• Aim of the task:
Every line in the records below with the string "OneSignalSDK" is to be copied out.

• Data for analysis:
--------

PR #617, opened 2020-02-19
Clean up views after dismissing webview by swiping down

### LINKED ISSUE #606: Swiping down to close launch URL notification content causes app to become unresponsive
**Description:**

When a push notification is sent with a Launch URL, after the user taps on the notification, our app opens, and a browser view is presented modally with a done button and the URL page displayed (We're not doing anything custom here, this is presented by OneSignal). If the user presses the done button, the browser view closes, and everything works as normal. The user is also able to drag/swipe downward on the modal view, which also closes the browser view, but if they close it using this method, the app becomes unresponsive. The reason for this is an empty view controller persists that sits on top of all the app views.

**Environment**

We are using version 2.12.5 of the OneSignal iOS SDK through cocoapods. We observed this issue on version 2.10.2 and updated to see if that resolved the issue, but we're still able to reproduce.

**Steps to Reproduce Issue:**

1. Install iOS SDK version 2.12.5 with Cocoapods into a project
2. Initialize the SDK in didFinishLaunchingWithOptions:

```
let onesignalInitSettings = [kOSSettingsKeyAutoPrompt: false]
        
OneSignal.initWithLaunchOptions(launchOptions,
                                appId: Config.oneSignalAppId,
                                handleNotificationAction: nil,
                                settings: onesignalInitSettings)

OneSignal.inFocusDisplayType = OSNotificationDisplayType.notification
```

3. App should have a UITabBarController as its rootViewController
4. Put app in background
5. Send a push notification to this device with a Launch URL set
6. Tap on notification to open URL in app
7. After browser modal opens, swipe/drag down to close browser view

Notice at this point the app becomes unresponsive.

**Anything else:**

We tested on various iPhones running iOS 13 flavors and can reproduce 100% of the time on our live app. While testing, after swiping to close the browser window, I paused the execution of the app in Xcode and opened the Debug View Hierarchy tool, and noticed that there is a UIViewController with an empty UIView on top of all the app views that must be blocking all user interaction.

kiyot:
Current implementation cleans up views only when 'done' button is tapped.
iOS 13 modal presentation style has other ways to dismiss view controllers
than tapping 'done' button, so we need to add cleaning up code to them.

This PR will fix #606

---
This change is [Reviewable](https://reviewable.io/reviews/onesignal/onesignal-ios-sdk/617)

### DIFF
--- a/iOS_SDK/OneSignalSDK/Source/OneSignalWebView.m
+++ b/iOS_SDK/OneSignalSDK/Source/OneSignalWebView.m
@@ -67,10 +67,7 @@ UIViewController *viewControllerForPresentation;
 
 - (void)dismiss:(id)sender {
     [self.navigationController dismissViewControllerAnimated:true completion:^{
-        // Clear web view
-        [_webView loadHTMLString:@"" baseURL:nil];
-        if (viewControllerForPresentation)
-            [viewControllerForPresentation.view removeFromSuperview];
+        [self clearWebView];
     }];
 }
 
@@ -108,6 +105,7 @@ UIViewController *viewControllerForPresentation;
     if (!navController) {
         navController = [[UINavigationController alloc] initWithRootViewController:self];
         navController.modalTransitionStyle = UIModalTransitionStyleCoverVertical;
+        navController.presentationController.delegate = self;
     }
     if (!viewControllerForPresentation) {
         viewControllerForPresentation = [[UIViewController alloc] init];
@@ -133,7 +131,15 @@ UIViewController *viewControllerForPresentation;
     @catch(NSException* exception) { }
 }
 
+- (void)clearWebView {
+    [_webView loadHTMLString:@"" baseURL:nil];
+    if (viewControllerForPresentation)
+        [viewControllerForPresentation.view removeFromSuperview];
+}
 
+- (void)presentationControllerDidDismiss:(UIPresentationController *)presentationController {
+    [self clearWebView];
+}
 
 @end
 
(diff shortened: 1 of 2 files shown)


rgomezp:
Thank you so much for your contribution. We will review it for the next iOS native release

iOS_SDK/OneSignalSDK/Source/OneSignalWebView.m
```diff
@@ -133,7 +131,15 @@ - (void)showInApp {
...
 
+- (void)clearWebView {
+    [_webView loadHTMLString:@"" baseURL:nil];
+    if (viewControllerForPresentation)
+        [viewControllerForPresentation.view removeFromSuperview];
+}
 
+- (void)presentationControllerDidDismiss:(UIPresentationController *)presentationController {
+    [self clearWebView];
+}
```
mikechoch, line 142: What is the thought and intention with implementing `UIAdaptivePresentationControllerDelegate`?

Are both methods required (`dismiss` and `presentationControllerDidDismiss`) or is one better to go with than the other? 

Or do they trigger in different scenarios and this solves an edge case?

kiyot: > What is the thought and intention with implementing UIAdaptivePresentationControllerDelegate?

The default `modalPresentationStyle` in iOS 13 is usually `pageSheet`, which can be dismissed by swiping down. Current implementation assumes that user can only dismiss the viewcontroller by tapping `leftBarButtonItem`, and necessary clean-up is done in `dismiss` method. When user dismisses the viewcontroller by swiping down, `dismiss` is not called and the problem in #606 occurs.

By implementing `UIAdaptivePresentationControllerDelegate`, you can receive events of viewcontroller dismissal and perform clean-ups.

> Are both methods required (dismiss and presentationControllerDidDismiss) or is one better to go with than the other?

When viewcontroller is dismissed by `dismissViewControllerAnimated` method, `presentationControllerDidDismiss` is not triggered. So both `dismiss` and `presentationControllerDidDismiss` need to call `clearWebView`.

--------

• Solution for this exercise:
--- a/iOS_SDK/OneSignalSDK/Source/OneSignalWebView.m
+++ b/iOS_SDK/OneSignalSDK/Source/OneSignalWebView.m
iOS_SDK/OneSignalSDK/Source/OneSignalWebView.m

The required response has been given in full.